MATERIAL FOR THE TASK:
Issue #1846, opened 2016-11-28
Improve UX around Log in/Log out link


janagombitova:
Currently the Log in/Log out button is located in the footer of the dashboard, hidden with links to download the Flow app and support, etc. The need is to find a more straightforward location for this link, so the user can find it easily and intuitively.  

![screen shot 2016-11-28 at 15 19 53](https://cloud.githubusercontent.com/assets/12456965/20671585/2c365e14-b57e-11e6-8f48-c2af1e8f12ae.png)

loicsans:
Swap language dropdown with logout call to action and move login to header on public page

janagombitova:
I like the swap, but there is one thing that you need to change. Now the language dropdown in visible when the user is not logged in. This should not be shown, as the public page is only in English and language option are only available after logging in. 

I am a bit uncomfortable that we now have documentations, terms and conditions and language all packed in the footer together and I agree with your idea for a "admin" page in the future. For now, could we somehow divide the footer (in a separate issue)?

janagombitova:
I love the new location of the log in/log out. ready to roll 👍

Issue #1836, opened 2016-11-16
Do not rely on default locale for machine-readable dates


stellanl:
As touched on in #1835, when creating a SimpeDateFormatter to format or parse dates read or written by another device, it is bad practice not to specify a locale. Potentially, if the sender and receiver are set to different locales, communication could fail or data be corrupted.
The standard solution is to specify a locale that exists on all Android devices, en_US.
This is true even if the format specified is purely numeric. Not all locales count years from the same beginning...

PR #1902, opened 2017-01-12
[#1836] swap login and language selector (connect #1846)

loicsans:


muloem:
* When I look at the screen, the login and logout links are almost imperceptible... Maybe its too far aligned to the right. Could it be perhaps not entirely against the right hand border?

* The language drop down also seems a little out of place among these links at the bottom... at least based on what I have seem as a pattern from other applications

* The _akvo.org_ button just before the language button seems to be out of place.  If we want a link to akvo.org shouldn't we just take advantage of the copyright notice and create a link there?


_Login_ 

screen shot 2017-01-24 at 11 31 56


_Logout_

screen shot 2017-01-24 at 11 26 30

muloem:
Good job! This is ready to go.  We have to merge the refactor branch first and then follow with this one. 👍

PROMPT: Word for word, reproduce the listing above from its start up to and including the line that has "PR #1902, opened 2017-01-12". Give only those lines.

RESULT FOR THIS TASK:
Issue #1846, opened 2016-11-28
Improve UX around Log in/Log out link


janagombitova:
Currently the Log in/Log out button is located in the footer of the dashboard, hidden with links to download the Flow app and support, etc. The need is to find a more straightforward location for this link, so the user can find it easily and intuitively.  

![screen shot 2016-11-28 at 15 19 53](https://cloud.githubusercontent.com/assets/12456965/20671585/2c365e14-b57e-11e6-8f48-c2af1e8f12ae.png)

loicsans:
Swap language dropdown with logout call to action and move login to header on public page

janagombitova:
I like the swap, but there is one thing that you need to change. Now the language dropdown in visible when the user is not logged in. This should not be shown, as the public page is only in English and language option are only available after logging in. 

I am a bit uncomfortable that we now have documentations, terms and conditions and language all packed in the footer together and I agree with your idea for a "admin" page in the future. For now, could we somehow divide the footer (in a separate issue)?

janagombitova:
I love the new location of the log in/log out. ready to roll 👍

Issue #1836, opened 2016-11-16
Do not rely on default locale for machine-readable dates


stellanl:
As touched on in #1835, when creating a SimpeDateFormatter to format or parse dates read or written by another device, it is bad practice not to specify a locale. Potentially, if the sender and receiver are set to different locales, communication could fail or data be corrupted.
The standard solution is to specify a locale that exists on all Android devices, en_US.
This is true even if the format specified is purely numeric. Not all locales count years from the same beginning...

PR #1902, opened 2017-01-12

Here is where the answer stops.